Am Mittwoch kommt der FC Basel in den Letzigrund. In den letzten 3 Heimspielen gegen Basel gab es 2 Remis und einen Sieg. Zumindest punktuell scheint der FCZ Basel also wieder fordern zu können …

Wir sind auch durchaus in der Lage, Basel zu schlagen (lacht). Ich erinnere mich an ein paar enge Spiele in letzter Zeit. Aber die Ausgangslage ist klar, Basel ist Favorit. Doch Spiele gegen Basel sind wie Derbys und wir sind überzeugt, dass wir was reissen können.
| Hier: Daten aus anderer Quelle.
PR #49, opened 2016-08-13
James 1773 : Provide tests for RelayLimit

chibenwa:
RelayLimit is used in every configuration but was not tested yet.

I modified it so that the relay number is compelled to be superior to zero.


rouazana:
:+1:

chibenwa:
Merged

PR #52, opened 2016-08-16
Add docker image tags to README.txt instructions

maguro:
Adding separate image tags, java-6 and java-8, to the docker images
is a nice way to organize the docker images as well as minimize confusion
due to the shared image name, james/project.

### DIFF
--- a/README.txt
+++ b/README.txt
@@ -54,10 +54,10 @@ We need to check the compilation in both Java 6 & Java 8:
 
 * Java 6
 First step, you have to build the Docker image
-$ docker build -t james/project dockerfiles/compilation/java-6
+$ docker build -t james/project:java-6 dockerfiles/compilation/java-6
 
 In order to run the build, you have to launch the following command:
-$ docker run -v $PWD/.m2:/root/.m2 -v $PWD:/origin -v $PWD/dockerfiles/run/spring/destination:/destination -t james/project -s SHA1
+$ docker run -v $PWD/.m2:/root/.m2 -v $PWD:/origin -v $PWD/dockerfiles/run/spring/destination:/destination -t james/project:java-6 -s SHA1
 
 Where:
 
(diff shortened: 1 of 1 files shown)


mbaechler:
It looks nice, we'll do a CI build on that to check everything is ok.

ieugen:
This PR has been sitting for quite some time. It's mostly deprecated by now. Sorry @maguro for not looking at this sooner. If you are still interested in updating it I can take care of review and merge. 

If not I propose to close the issue so we can clean things here. I will keep it open for the next 7 days.

chibenwa:
Since the Java 11 adoption throughout the code base we rely on a single build image, based on Java 11.

Using a `java-11` tag would not really serve anymore a disambiguation purpose. But adding it would I believe not hurt.

ieugen:
Ok. Let's do that when we start experimenting with other JDK versions. We should test that james builds and starts with the LTS version and the latest non LTS version (now JDK 14).

I'm going to close this for now as the things have changed. Thanks @maguro .

chibenwa:
Let's add the tag for current `java11` version to make subsequent changes easier to keep the spirit of this work, no?

2 factor authentication is required for PMC members to have access to github administration. More details can be found on this page on how to do it https://cwiki.apache.org/confluence/display/OPENWHISK/Accessing+Apache+GitHub+as+a+Committer

(I must admit I did not do it as last time I turned 2 factor authentication on things did not really go as planned and I ended up doing quickly a recovery (oops)).

Another method is to fill an INFRA JIRA ticket requesting them to come and close the pull requests (in which case it is better to close them by batch)

I end up often asking politely to contributors to close them themselves when it makes sense.

Cheers,

Benoit

ieugen:
Sure. Let's do it. I'm still getting the hang of it. I expected to find published docker images on docker hub. I don't know what is the policy around that.

chibenwa:
It's complicated, as part of ApacheCon Europe during the licensing workshop, the question was raised.

Docker images relies on non apachev2 licensed code, having a project delivering them gives a false state of ownership, and accountability. Wich is slightely different from standalone compiled code.  Despite these doubts, no clear position was exposed.

So far, linagora do publishes these image.

We could of course discuss publishing them as apache.

mbaechler:
Let's close that, then

PR #53, opened 2016-08-17
James 1773 Rework SizeGreaterThan

chibenwa:
- Specified size limit should not be negative or null
 - Right more tests for hedge cases and all possible units
 - Some imports were not needed


chibenwa:
- I rewrotte tests for all standard matcher (that do not have tests based on inheritance) with assertj.
 - I provide also some tests for HasAttachment
 - HasAttachment now is conform to RFC-8153 and uses content disposition.
 - I clarified FetchFrom did not removed non matched headers

PR #62, opened 2016-09-01
Mailet 124 Composite matchers (And, Or, Not and Xor)

chibenwa:
- Improve code quality a litlle. Not having java-8 for this task forced me not to use reduce. Hence, simplification works not that well for some matchers (And).
 - Rewrite tests using  mocks


chibenwa:
Merged

PR #63, opened 2016-09-25
JAMES-1823 quotaUpdater is invoked more than one time for a message addition or deletion

leepaul21:
I'm not sure if my solution is appropriate and on the right direction from the perspective of the system and its architecture because I don't fully understand it. My purpose in the patch is not to register the same listener duplicately in an instance of DefaultDelegatingMailboxListener. For this, I've added some code and data structure for checking duplication. If my solution isn't suitable for the whole system, you don't have to use it.

### DIFF
--- a/mailbox/store/src/main/java/org/apache/james/mailbox/store/event/DefaultDelegatingMailboxListener.java
+++ b/mailbox/store/src/main/java/org/apache/james/mailbox/store/event/DefaultDelegatingMailboxListener.java
@@ -20,6 +20,9 @@
 package org.apache.james.mailbox.store.event;
 
 import java.util.Collection;
+import java.util.Collections;
+import java.util.Set;
+import java.util.concurrent.ConcurrentHashMap;
 
 import org.apache.james.mailbox.MailboxListener;
 import org.apache.james.mailbox.MailboxSession;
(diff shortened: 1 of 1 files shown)


chibenwa:
In DefaultDelegatingMailboxListener, the intent was to add a business logic layer over listener lists, especially about updating stored listeners upon events.

In over worlds, there is no need to add logic for avoiding multiple storage of listeners as it is some tasks of underlying layers (not to mention that your implementation is not concurrent friendly, as applied at the wrong layer).

To obtain desired effect, you should modify type for **globalListeners** in **MailboxListenerRegistry** to **ConcurrentSkipListSet** or over concurrent friendly set datastructure.

chibenwa:
After investigations, **Collections.newSetFromMap(new ConcurrentHashMap<MailboxListener, Boolean>())** is better.

ieugen:
Thank you for your contribution @leepaul21 . 
Sorry for not merging it sooner. 
Is this something that we can merge? 

CC @chibenwa : Can you please give a hand?

If this is not an issue anymore, let's close it.

chibenwa:
It had been adressed in another pull request, it is no longer an issue. We can safely close this.

PR #65, opened 2016-11-27
JAMES-1865 JDBCGreylistHandler will lead to can't start james server

luo877280:
rename set method to init on WhiteListedNetworks to avoild dependencyCheck exception


luo877280:
So sorry for pull the test request . Please help remove the test commit.

chibenwa:
The first commit makes sens, we can remove all the followings.

I would go then one step further : remove the 's/setWhiteListedNetworks/initWhiteListedNetworks/g' directly, and initialize the field directly inside init.

gmcdonald:
Closed as per INFRA-13760

PR #67, opened 2017-03-31
JAMES-1975 Move mailets over from james-jdkim

shrumit:
https://issues.apache.org/jira/browse/JAMES-1975

Added the necessary files and changed the pom as needed. Need guidance on whether this was done correctly.

### DIFF
--- a/server/mailet/mailets/pom.xml
+++ b/server/mailet/mailets/pom.xml
@@ -140,6 +140,10 @@
             <groupId>org.slf4j</groupId>
             <artifactId>jcl-over-slf4j</artifactId>
         </dependency>
+        <dependency>
+            <groupId>org.apache.james.jdkim</groupId>
+            <artifactId>apache-jdkim-library</artifactId>        
+        </dependency>
         <!--
                <dependency>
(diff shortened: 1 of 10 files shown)


chibenwa:
I will trigger a build, and wait over reviews before merging this.

shrumit:
I'm really not sure whether I did this correctly. I just moved over the mailet files and updated the POM. I've run a successful build without tests. When I run a build with tests I get errors unrelated to this, probably something wrong with my local setup.

ieugen:
I'm looking around and found this PR that seems to be waiting for a merge. 
@chibenwa, @shrumit: Should we continue the work and merge? It seems to me like we should.

chibenwa:
Hello @ieugen ,

As far as I can tell, this PR was not passing unit tests.

The move of the mailet from dkim into James Server code had been contributed here https://github.com/linagora/james-project/pull/1709

We should have been notifying it here.

This pull request likely can be closed.

ieugen:
Something has been merged there so I second the closing of this issue. Thank you for your contribution @shrumit . Please let us know if we missed something.

PR #73, opened 2017-10-01
JAMES-992 Added HasMimeType matcher and tests.

vVv-AA:
Added HasMimeType matcher that will check if a given MimeMessage's content type is present in a possibility set.

### DIFF
--- a/mailet/standard/src/main/java/org/apache/james/transport/matchers/HasMimeType.java
+++ b/mailet/standard/src/main/java/org/apache/james/transport/matchers/HasMimeType.java
@@ -1,0 +1,74 @@
+/****************************************************************
+ * Licensed to the Apache Software Foundation (ASF) under one   *
+ * or more contributor license agreements.  See the NOTICE file *
+ * distributed with this work for additional information        *
+ * regarding copyright ownership.  The ASF licenses this file   *
+ * to you under the Apache License, Version 2.0 (the            *
+ * "License"); you may not use this file except in compliance   *
+ * with the License.  You may obtain a copy of the License at   *
+ *                                                              *
+ *   http://www.apache.org/licenses/LICENSE-2.0                 *
+ *                                                              *
+ * Unless required by applicable law or agreed to in writing,   *
+ * software distributed under the License is distributed on an  *
+ * "AS IS" BASIS, WITHOUT WARRANTIES OR CONDITIONS OF ANY       *
+ * KIND, either express or implied.  See the License for the    *
+ * specific language governing permissions and limitations      *
+ * under the License.                                           *
+ ****************************************************************/
+
+
+package org.apache.james.transport.matchers;
+
+import com.google.common.base.Splitter;
+import com.google.common.collect.ImmutableList;
+import com.google.common.collect.ImmutableSet;
+import org.apache.james.core.MailAddress;
+import org.apache.mailet.Mail;
+import org.apache.mailet.base.GenericMatcher;
+import org.slf4j.Logger;
+import org.slf4j.LoggerFactory;
+
+import javax.activation.MimeType;
+import javax.activation.MimeTypeParseException;
+import javax.mail.MessagingException;
+import javax.mail.internet.MimeMessage;
+import java.util.Collection;
+import java.util.Optional;
+import java.util.Set;
+
+
+/**
+ * <p>This matcher checks if the content type matches.</p>
+ *
+ * use: <pre><code><mailet match="HasMimeType=text/plain,text/html" class="..." /></code></pre>
+ */
+public class HasMimeType extends GenericMatcher {
+
+    private static final Logger LOGGER = LoggerFactory.getLogger(HasMimeType.class);
+
+    private Set<String> acceptedContentTypes;
+
+    public void init() throws javax.mail.MessagingException {
+        acceptedContentTypes = ImmutableSet.copyOf(Splitter.on(",").trimResults().split(getCondition()));
+    }
+
+    public Collection<MailAddress> match(Mail mail) throws javax.mail.MessagingException {
+        Optional<String> mimeTypes = getMimeTypeFromMessage(mail.getMessage());
+
+        return mimeTypes.filter(acceptedContentTypes::contains)
+                .map(any -> mail.getRecipients())
+                .orElse(ImmutableList.of());
+    }
+
+    private static Optional<String> getMimeTypeFromMessage(MimeMessage message) throws MessagingException {
+        try {
+            return Optional.of(new MimeType(message.getContentType()).getBaseType());
+        } catch (MimeTypeParseException e) {
+            LOGGER.warn(String.format("Error while parsing message's mimeType %s", message.getContentType()), e);
+            return Optional.empty();
+        }
+    }
+
+}
+
--- a/mailet/standard/src/test/java/org/apache/james/transport/matchers/HasMimeTypeTest.java
+++ b/mailet/standard/src/test/java/org/apache/james/transport/matchers/HasMimeTypeTest.java
@@ -1,0 +1,93 @@
+/****************************************************************
+ * Licensed to the Apache Software Foundation (ASF) under one   *
+ * or more contributor license agreements.  See the NOTICE file *
+ * distributed with this work for additional information        *
+ * regarding copyright ownership.  The ASF licenses this file   *
+ * to you under the Apache License, Version 2.0 (the            *
+ * "License"); you may not use this file except in compliance   *
+ * with the License.  You may obtain a copy of the License at   *
+ *                                                              *
+ *   http://www.apache.org/licenses/LICENSE-2.0                 *
+ *                                                              *
+ * Unless required by applicable law or agreed to in writing,   *
+ * software distributed under the License is distributed on an  *
+ * "AS IS" BASIS, WITHOUT WARRANTIES OR CONDITIONS OF ANY       *
+ * KIND, either express or implied.  See the License for the    *
+ * specific language governing permissions and limitations      *
+ * under the License.                                           *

Die nächsten 3 Spiele geht es gegen Basel, GC und YB. Diese Partien dürften Aufschluss darüber geben, wo der FCZ steht und wohin die Reise in dieser Saison noch führen kann. Sehen Sie das auch so?

Wenn wir die nächsten 3 Spiele gewinnen, dann bin ich sehr optimistisch, wohin die Reise geht (lacht). Spass beiseite, in der Meisterschaft ist alles so eng beieinander, ich befürchte, dass es bis zur letzten Runde noch um Sein oder Nichtsein gehen wird. Egal, wie die nächsten 3, 4 Spiele ausgehen.

Das Gespräch führte Daniel Bossi

Sendebezug: SRF zwei, sportlive, 30.03.2019, 19:45 Uhr.